For my honeypot, I used a similar approach, but rather than randomizing on the paragraph level, I'm just picking random sentences. The text looks like proper English, but one sentence usually has no connection with the next. I say “usually,” and this is crucial. Sometimes it makes a little sense, or it directly contradicts itself, which I think is much more prone to break training by directly impacting logic capabilities.

I made my trap public on “Nov 17, 2025,” and since then I've gotten a whopping 1,652,590 scrapes! (There's a counter at the bottom of the page; I followed pretty much the same counting strategy that Herman used, where every visit is counted as a scrape.)

Pasted image 20251222143749.jpg

That's 53 k requests per day. Quite a lot, and much more than my actual blog gets on the best of days 😅 We can actually get a better idea of scraper behavior if we look at the “amount of output data over time” for the VM that hosts my trap.

Pasted image 20251222143759.jpg

Interestingly, you can see that there were a bunch of requests just after I made it public. It was around this date that I announced it on Mastodon, and I suppose scrapers picked it up from there. However, what I find most interesting is that it immediately tapered off, and it's only been during this month that traffic is picking up again-and quite steadily at that! I'm curious to see what “scrape speed” we will be seeing a week or so from now. I might update this post with any interesting data.

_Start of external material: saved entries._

PR #893, opened 2023-06-04
Better errors

vchuravy:


wsmoses (approved):

src/compiler.jl
```diff
@@ -9219,12 +9219,23 @@ end
...
-            @assert length(argtypes) + is_adjoint + needs_tape == length(argexprs)
+            nexpected = nargs + is_adjoint + needs_tape
         elseif rettype <: Const
-            @assert length(argtypes)              + needs_tape == length(argexprs)
+            nexpected = nargs              + needs_tape
         else
-            @assert length(argtypes)              + needs_tape == length(argexprs)
+            nexpected = nargs              + needs_tape
+        end
+        if nexpected != nprovided
```
wsmoses, line 9231: since this is generated, do we want to quote this, then return out of the generated function.

Likewise would this be good to be a methoderror?

wsmoses:
Closed in favor of https://github.com/EnzymeAD/Enzyme.jl/pull/1444

PR #897, opened 2023-06-07
Adapt to new custom error return

wsmoses:


lib/EnzymeCore/src/EnzymeCore.jl
```diff
@@ -149,4 +149,38 @@ function autodiff_deferred_thunk end
...
+@inline guaranteed_inactive(::Type{String}) = true
+@inline guaranteed_inactive(::Type{Symbol}) = true
+@inline guaranteed_inactive(::Type{T}) where T<:Array = guaranteed_inactive(eltype(T))
+
+@inline zero_internal(x::T, stackdict) where T<:Integer = x
+@inline zero_internal(x::T, stactdict) where T<:AbstractFloat = T(0)
+@inline zero_internal(x::String, stactdict) where = x
+@inline zero_internal(x::Symbol, stactdict) where = x
+
+@inline function zero_internal(x::T, stactdict) where T<:Array
```
vchuravy, line 170: Hm... Not the biggest fan.

I think the API is first and foremost `zero` which would call `Base.zero` so that we can define `Duplicated(x) = Duplicated(x, zero(x))`

And then a second API that takes the stack dict and calls zero if not present. Maybe call it `shadowfor`

wsmoses: Similarly we want this zero to do the structural zero equivalent (e.g. correct support for sparse datastructures) not the semantic zero that might otherwise be perscribed.

wsmoses: This was the particular inspiration for the API: https://github.com/JuliaLang/julia/blob/d7d7ffa7f964a9acf9261833bb0c98d442586ef9/base/deepcopy.jl#LL16C2-L18C20

wsmoses:
Superceeded by existing functionality

PR #899, opened 2023-06-09
Mark safepoint inactive and nofree

wsmoses:


vchuravy (approved):

wsmoses:
Nightly now gets further, but still fails at an activity mismatch. But hopefully soon we'll be able to see backtraces for that!

PR #907, opened 2023-06-23
reinsert gc marker before lowering

wsmoses:


src/compiler/optimize.jl
```diff
@@ -1006,6 +1006,7 @@ end
 
 function addJuliaLegalizationPasses!(pm, lower_intrinsics=true)
     if lower_intrinsics
+        add!(pm, FunctionPass("ReinsertGCMarker", reinsert_gcmarker_pass!))
```
vchuravy, line 1009: After barrier noop?

vchuravy (approved):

I found this project really fun to work on. After implementing the main “blog” section, I added one for “haikus” and one for social media (playing with on-the-fly image generation was satisfying). But as you can see from the counter screenshot I shared above, scrapers REALLY love the blog section. It's probably exactly the kind of content they're looking for.

Now, it's very likely that my trap will eventually be flagged and excluded from further scraping. I think this approach of laying honeypots is doomed to fail unless more people start creating their own.

Imagine what it would look like if 1% of folks with a domain decided to host their own honeypot. It would be really hard for a human reviewer to keep up with them! Not only that, but since the generated texts are pretty much valid English, they're also quite hard to automatically flag as invalid unless they use a more powerful model, which makes their scraping a lot more expensive.

(I shared the source code to my project above, but here it is again if you're interested. If you need any help setting it up, please let me know!)

Now, as a closing thought, I want to say that (contrary to what it might seem from this post) I'm not against AI. I actually think LLMs and the greater AI ecosystem have a lot of potential to be used for good. I sincerely believe that it's already helping in a lot of areas, and we're going to see lots of improvements going forward.

I'm not against my content being scraped either. What I'm against is assholes who don't respect ownership or my preference as the creator of the content they so desperately want.


Thoughts

  • I really should try and get back into meditating. For a long time, I used to have a fairly consistent practice, but now I'm struggling to find time and motivation. Perhaps I should try and do something extreme like waking up at 4:45am every morning to meditate before everyone wakes up? Extreme schedules seem to work for me for some reason.

Some pics from today. Both of them are from a restaurant where we had brunch before starting our drive back home. It had a nice message at the entrance that I thought was appropriate to share, as well as a cool mushroom design on the table where we sat.

Pasted image 20251222143820_cAdEbF91.jpg
Pasted image 20251222143825_AeEfB2B8.jpg

Footnotes

  1. I'm assuming “Maurycy” is their name based on their URL. I did a quick search but wasn't able to find any “about” page or anything that would give me this information.